We need better planning and smart growth in housing construction.  We need to consider allowing residential and live-work structures to be higher than three stories.

As chair of the Planning Commission, I have a proven record of working to make projects the best they can be and supporting additional housing where it makes sense to do so.

How important are the city’s natural resources to you and what are you doing about it?

Natural resources are precious and need to be protected through reuse, recycling and repurposing.  We have opportunities to incentivize our residents to recycle more by forming a partnership where residents would receive cash returns for their recycling.  We could separate the materials at the curb, allowing for efficiencies for the city and a greater return on the recycling revenues.

Discuss other concerns you have with your city and what you will do to address them. This may include water issues, the state of your city’s school districts, the city’s financial stability, unemployment, etc.

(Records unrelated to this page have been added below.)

PR #182, opened 2020-10-13
normalize paths for gpg key URLs to prevent directory traversals

oliverkurth:
This adds the function `TDNFNormalizePath()` to prevent directory traversals using the path to the key. The key is downloaded to cache using the same path as in the URL (analogous to the location of cached rpm packages). Potentially, this could result in a location outside of the cache in some arbitrary location in the filesystem, unless the path is checked. The check works by 'normalizing' the constructed cache path by parsing it and evaluating "up paths" like `../`. Double slashes and "same directory" nodes (`./`) are also eliminated. The result is checked to make sure it is within the cache directory.

The function `realpath()` from libc could not be used because the path may not exist yet.

Tests are also added.

### DIFF
--- a/common/utils.c
+++ b/common/utils.c
@@ -447,7 +447,8 @@ error:
     return dwError;
 }
 
-uint32_t TDNFUriIsRemote(
+uint32_t
+TDNFUriIsRemote(
     const char* pszKeyUrl,
     int *pnRemote
 )
@@ -495,8 +496,8 @@ uint32_t TDNFPathFromUri(
 
     if(IsNullOrEmptyString(pszKeyUrl) || !ppszPath)
     {
-      dwError = ERROR_TDNF_INVALID_PARAMETER;
-      BAIL_ON_TDNF_ERROR(dwError);
+        dwError = ERROR_TDNF_INVALID_PARAMETER;
+        BAIL_ON_TDNF_ERROR(dwError);
     }
 
     for(i = 0; szProtocols[i]; i++) {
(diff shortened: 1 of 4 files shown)


common/utils.c
```diff
@@ -550,3 +551,87 @@ uint32_t TDNFPathFromUri(
...
+
+    dwError = TDNFAllocateMemory(1, strlen(pszPath) + 1, (void **)&pszNormalPath);
+    BAIL_ON_TDNF_ERROR(dwError);
+
+    q = pszNormalPath;
+
+    while(*p)
+    {
+        /* double slashes */
+        if (*p == '/' && (p > pszPath && p[-1] == '/'))
```
sidcha: Can we avoid look-behind (the -ve char offsets)? I'm not too sure about this, but from the problem statement (in PR description), I have a feeling this can be done with just look-aheads. This improves reliability a lot as you can get rid of one check before looking back.

common/utils.c
```diff
@@ -550,3 +551,87 @@ uint32_t TDNFPathFromUri(
...
+        {
+            p++;
+        }
+        /* single dots */
+        else if (*p == '.' &&
```
sidcha: When using p[n] form, use p[0] instead of *p for readability/consistency.

common/utils.c
sidcha: Also, are you handling multiple '/' chars? 

This if condition should be `while (p[0] == '/' && p[1] == '/') p++`

sidcha (changes requested):

common/utils.c
oliverkurth: This handles multiple slashes already. Only the first slash is copied (condition is false), every subsequent one is ignored (condition true).

common/utils.c
oliverkurth: Do you insist? In my eyes this looks better because it makes it clearer where the pointer is.

common/utils.c
oliverkurth: The look back is needed because we need to ignore a slash if the previous one is a slash too, and similar for the other conditions. I think all look backs are sufficiently protected.

Thinking more about it, another way would be to set a flag that is `true` initially, then reset if `*p` did not point to a slash. Not sure if that makes it more readable though.

oliverkurth:
After discussing with Muhammad, fixed two issues:
- use `realpath()` for every existing node in the path to expand symlinks
- normalize the top cache dir too before comparing with the normalized key path

common/utils.c
sidcha: No. That was just a stylestic remark.

common/utils.c
sidcha: > The look back is needed because we need to ignore a slash if the previous one is a slash too, and similar for the other conditions. I think all look backs are sufficiently protected.

With the suggested code (`while (p[0] == '/' && p[1] == '/') p++`), the idea is to keep the cursor (p) at the last char of interest (this would be a loop invariant). So in case of '///////' p would point to the last '/'. With that assumption, rest of the code can just look ahead. This works well with '..' handling too (`p[1] == '.' && p[2] == '.'`). This way all movement of the cursor will be at the top; when you are done with a section of text, a `continue` should get you back in the loop meeting all the loop invariant again.

common/utils.c
```diff
@@ -550,3 +551,142 @@ uint32_t TDNFPathFromUri(
...
+            }
+            /* it's okay if path doesn't exist, bail on other errors */
+            else if (errno != ENOENT)
+            {
+                dwError = ERROR_TDNF_SYSTEM_BASE + errno;
+                BAIL_ON_TDNF_ERROR(dwError);
+            }
+            /* skip over last slash in path */
+	    if (p[1] == 0)
+            {
```
sidcha, line 648: Please fix white space issue here.

common/utils.c
```diff
@@ -550,3 +551,142 @@ uint32_t TDNFPathFromUri(
...
+
+    q = pszNormalPath;
+
+    while(*p)
+    {
+        /* double slashes */
+        if (*p == '/' && p[1] == '/')
+        {
+            p++;
+	    continue;
```
sidcha: Please fix white space issue here.

common/utils.c
```diff
@@ -550,3 +551,142 @@ uint32_t TDNFPathFromUri(
...
+        *q++ = *p++;
+    }
+    *q = 0;
+
+    /* an empty path should evaluate to a slash
+     * like realpath() does */
+    if (pszNormalPath[0] == 0)
+    {
+        TDNF_SAFE_FREE_MEMORY(pszNormalPath);
+	pszNormalPath = strdup("/");
```
sidcha: Please fix white space issue here.

sidcha (approved):
Nice, LGTM!

common/utils.c
oliverkurth: Thanks Siddharth! I reworked the code, and it indeed looks much cleaner this way. There is no looking back any more.

common/utils.c
oliverkurth: Thx, fixed

keerthanakalyan (approved):
LGTM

  • The Budget — Our budget process has collapsed and I disagree with the majority that everything is fine. We need leadership that can see the big picture and understand the relationship between budgets and people, infrastructure, programs and equipment.  We need a better understanding of where the money is needed by zero-basing the existing budget and building a requirements-based budget.  We need to pass a fiscal policy that includes and requires internal controls.  We need to trust our workforce to keep our books whole and in accordance with existing best practices.  Finally, we need to hire an auditor controller who is independent of the staff and works for the Council to verify we are maintaining our budgets in exceptional condition.
  • Landscape Maintenance Districts (LMD) — for the past 20 years we have allowed our maintenance district funding to stall in most of the neighborhoods, creating a deficit in the General Fund. I oppose how the Council approached this issue by ignoring the policy and avoiding making hard decisions to either increase rates or have the city maintain the general-purpose landscapes.  By not paying attention to this fund, some districts were over-assessed and some were under-assessed.   For example, the city engineer’s report for Standard Pacific (LMD#12) assessed funding levels well below what was necessary to maintain the district for OVER 20 years, resulting in $300,000 in back fees that were ultimately paid from the General Fund.  We need to determine what the most efficient means to maintain these LMDs is.  I would work with the city manager to evaluate best options for our residents.
  • City Streets — Our streets are in terrible condition despite the fact we are pouring millions into repair and resurfacing (plus the new grader). I’ve been all around the world and seen better streets in some third-world countries.  We keep sealing the streets instead of doing the right thing and actually repairing, preparing and surfacing correctly.  Also, we have not figured out how to work with utility companies who need to dig and fill for their new cabling, etc., within a year of resurfacing.  We can do better.  My plan is to prioritize streets in our budget so they get done, and done correctly.  Also, we need to publish the schedule for all to see when roads will be fixed — post the maintenance schedule on a public web page.  Finally, we need to work with the underground utility companies to forecast out five years to find out what they have planned and so that they will know what Oxnard has planned for road maintenance.  Once we form a partnership, our roads will be fixed once and maintain their integrity without digging and filling until the next scheduled maintenance period.